Haruyuki Takahashi (photo ci-dessus), souvent présenté comme l’un des dirigeants les plus influents du mouvement olympique japonais, a été arrêté mercredi 17 août à Tokyo. Avec lui, trois autres hommes ont subi le même sort, dont l’ancien fondateur et président d’une marque de vêtements devenue partenaire officiel du comité d’organisation des Jeux de Tokyo.

Les quatre hommes sont soupçonnés de corruption.

Le début de l’affaire remonte à près de quatre semaines. Le 21 juillet dernier, deux jours avant la date symbolique de J + 1 après l’ouverture des Jeux de Tokyo, les médias japonais ont révélé l’existence d’une enquête sur des présumés pots-de-vin relatifs au dernier événement olympique et paralympique dans la capitale japonaise.

Au coeur du dossier, Haruyuki Takahashi, 78 ans, ancien patron du groupe Dentsu, membre du conseil d’administration de Tokyo 2020. Il est soupçonné d’avoir reçu en 2017 l’équivalent de près de 380.000 dollars (au cours actuel), en plusieurs dizaines de versements étalés sur plus de cinq ans, de la part de la société Aoki Holdings, une chaîne japonaise de magasins de costumes d’affaires.

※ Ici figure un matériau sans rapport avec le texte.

PR #1145, opened 2024-09-04
FIX: update external link in top navigation target

stephenkilbourn:

### Description of Changes
this updates the `nav-menu-item` with external links to have  `target="_bank"`  instead of  `target="blank"`.  There's [a slight difference in the behavior](https://css-tricks.com/targetblank/).
and other external links have used the underscore.


hanbyul-here (approved):
Thanks for handling this 🙇

Issue #1142, opened 2024-09-03
What to do with configurable colormap when GHG instance doesn't want it for R3


aboydnw:
With timing of R3, GHG doesn't want to pull in colormap feature because they want to focus their efforts on finalizing R3 as opposed to testing. So, we want to make sure they can uptake the latest version of veda-ui for any updates that support R3, without needing to use colormap configurability.

Plan is to use a feature flag or just comment in the code, or a hardcoded variable to show colormap.

PR #1147, opened 2024-09-05
Add a flag not to show the colormap

hanbyul-here:
**Related Ticket:** #1142 

### Description of Changes
Turn off colormap configurability. It is default to off, but instances can turn it on by setting up environment variable `SHOW_CONFIGURABLE_COLOR_MAP`

While working on it, I noticed a black end of the gradient color bar, so I included the fix here, too. 

Screenshot 2024-09-05 at 4 50 11 PM


dzole0311 (approved):
Tested enabling/disabling the flag, works as expected. 

Thanks for fixing the black border as well! 🙏

PR #1148, opened 2024-09-11
Use sourceparams as it is when it is there

hanbyul-here:

### Description of Changes
While working on render extension talk, I realized that the authors don't necessarily use array format for rescale value (ex. rescale value for hls-ndvi layer in this file: https://raw.githubusercontent.com/NASA-IMPACT/veda-config/develop/datasets/hls-ndvi-ian.data.mdx is string `-1,1`) To support what we have now, I think we should return the source parameter as it is. 

I also simplified the logic a little bit, please check if I am missing anything!

### DIFF
--- a/app/scripts/components/exploration/data-utils-no-faux-module.ts
+++ b/app/scripts/components/exploration/data-utils-no-faux-module.ts
@@ -181,11 +181,11 @@ export function resolveRenderParams(
   }
 
   // Check for the dashboard render configuration in queryData
-  if (!queryDataRenders) throw new Error ('No proper render parameter exists.');
+  if (!queryDataRenders) throw new Error ('No render parameter exists from stac endpoint.');
 
   // Check the namespace from render extension
   const renderKey = queryDataRenders.dashboard? 'dashboard' : datasetSourceParams?.assets;
-  if (!queryDataRenders[renderKey]) throw new Error ('No proper render parameter exists.');
+  if (!queryDataRenders[renderKey]) throw new Error ('No proper render parameter for dashboard namespace exists.');
 
   // Return the render extension parameter
   if (queryDataRenders[renderKey] && hasValidSourceParams(queryDataRenders[renderKey])) {
--- a/app/scripts/components/exploration/data-utils-no-faux-module.ts
+++ b/app/scripts/components/exploration/data-utils-no-faux-module.ts
@@ -174,35 +174,22 @@ export function resolveRenderParams(
   datasetSourceParams: Record<string, any> | undefined,
   queryDataRenders: Record<string, any> | undefined
 ): Record<string, any> | undefined {
-  let renderParams: Record<string, any> | undefined;
   // Start with sourceParams from the dataset.
+  // Return the source param as it is if exists
   if (hasValidSourceParams(datasetSourceParams)) {
-    renderParams = datasetSourceParams;
+    return datasetSourceParams;
   }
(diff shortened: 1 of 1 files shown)


app/scripts/components/exploration/data-utils-no-faux-module.ts
```diff
@@ -174,35 +174,22 @@ export function resolveRenderParams(
...
-
-    if (renderParams?.rescale) {
-      renderParams.rescale = flattenAndCalculateMinMax(renderParams.rescale);
-    }
-  }
-
-  if (renderParams?.rescale) {
-    renderParams.rescale = flattenAndCalculateMinMax(renderParams.rescale);
+  const renderKey = queryDataRenders?.dashboard? 'dashboard' : datasetSourceParams?.assets;
+  if (!queryDataRenders?.[renderKey]) throw new Error ('No proper render parameter exists.');
```
hanbyul-here, line 185: should I return `undefined` instead of throwing an error here?

app/scripts/components/exploration/data-utils-no-faux-module.ts
```diff
@@ -174,35 +174,22 @@ export function resolveRenderParams(
...
+  if (queryDataRenders[renderKey] && hasValidSourceParams(queryDataRenders[renderKey])) {
+    const renderParams = queryDataRenders.dashboard;
```
dzole0311, line 187: Shouldn't this be `const renderParams = queryDataRenders[renderKey]`? Otherwise datasets like `Net Primary Production (NPP)` will error out.

dzole0311 (changes requested):
Thanks for simplifying this @hanbyul-here! 🙏 

> While working on render extension talk, I realized that the authors don't necessarily use array format for rescale value 

Just a note, the discussion we had here was the discreptancy between how Parcel outputs the rescale string. So the rescale from the mdx would be output as `[1, -1]` by Parcel, but titiler would return a nested array (`[[1, -1]]`), thus the flattening we're doing.

app/scripts/components/exploration/data-utils-no-faux-module.ts
hanbyul-here: You are right! thanks for catching it.

app/scripts/components/exploration/data-utils-no-faux-module.ts
hanbyul-here: Yeah I think missing render params need to throw an error than silently failing. thanks for your input!

app/scripts/components/exploration/data-utils-no-faux-module.ts
```diff
@@ -174,35 +174,27 @@ export function resolveRenderParams(
...
   if (hasValidSourceParams(datasetSourceParams)) {
-    renderParams = datasetSourceParams;
+    return datasetSourceParams;
   }
 
-  // Check for the dashboard render configuration in queryData if not defined.
-  if (!renderParams && queryDataRenders?.dashboard) {
-    renderParams = queryDataRenders.dashboard;
+  // Check for the dashboard render configuration in queryData
+  if (!queryDataRenders) throw new Error ('No proper render parameter exists.');
```
sandrahoang686, line 184: maybe different err messages for each spot to differentiate and find source of err right away - this line could be `No render data exists` ?

dzole0311 (approved):

PR #1149, opened 2024-09-11
Update PageHeader/Nav to not throw

sandrahoang686:
Was playing around a bit with nav header with next instance and noticed something I did not catch in the initial PR review. But we dont want to throw an error when type is incorrect. This will **break** the app because nothing is catching it. Instead we should still render the rest of the nav items that are correct.

I opted in for logging the error for incorrect types but if we prefer a different way like catching and bubbling up the error, lmk.

Updated behavior looks like:
Screenshot 2024-09-11 at 12 08 28 PM

### DIFF
--- a/app/scripts/components/common/page-header/nav-menu-item.tsx
+++ b/app/scripts/components/common/page-header/nav-menu-item.tsx
@@ -58,6 +58,7 @@ const DropMenuNavItem = styled(DropMenuItem)`
   `}
 `;
 
+const LOG = true;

L’argent a été versé par Aoki sur le compte d’une agence de conseil appartenant à Haruyuki Takahashi. Précision tout sauf anecdotique : Aoki Holdings, déjà impliquée dans la candidature de Tokyo pour les Jeux d’été en 2020 (la marque avait habillé la délégation lors de la session du CIO à Buenos Aires en septembre 2013), est devenue en 2018 partenaire du comité d’organisation.

Considéré par sa position de membre du conseil d’administration de Tokyo comme un agent de l’état, Haruyuki Takahashi ne devait pas recevoir le moindre sou d’un partenaire officiel des Jeux. Selon les documents de l’enquête, son cabinet de conseil aurait été rémunéré mensuellement à partir de l’automne 2017. Les versements allaient de 3.700 à 7.400 dollars par mois.

Haruyuki Takahashi n’a pas nié les faits. Mais il a assuré que l’argent reçu n’était en aucune manière lié aux Jeux de Tokyo, ni à sa présence au conseil d’administration.

L’enquête s’est poursuivie. Au début du mois d’août, les procureurs chargés du dossier ont ordonné des perquisitions au domicile de Haruyuki Takahashi, mais aussi à celui de de l’ancien président d’Aoki Holdings, Hironori Aoki, 83 ans, retraité depuis le mois de juin, et dans les bureaux de l’ex comité d’organisation des Jeux.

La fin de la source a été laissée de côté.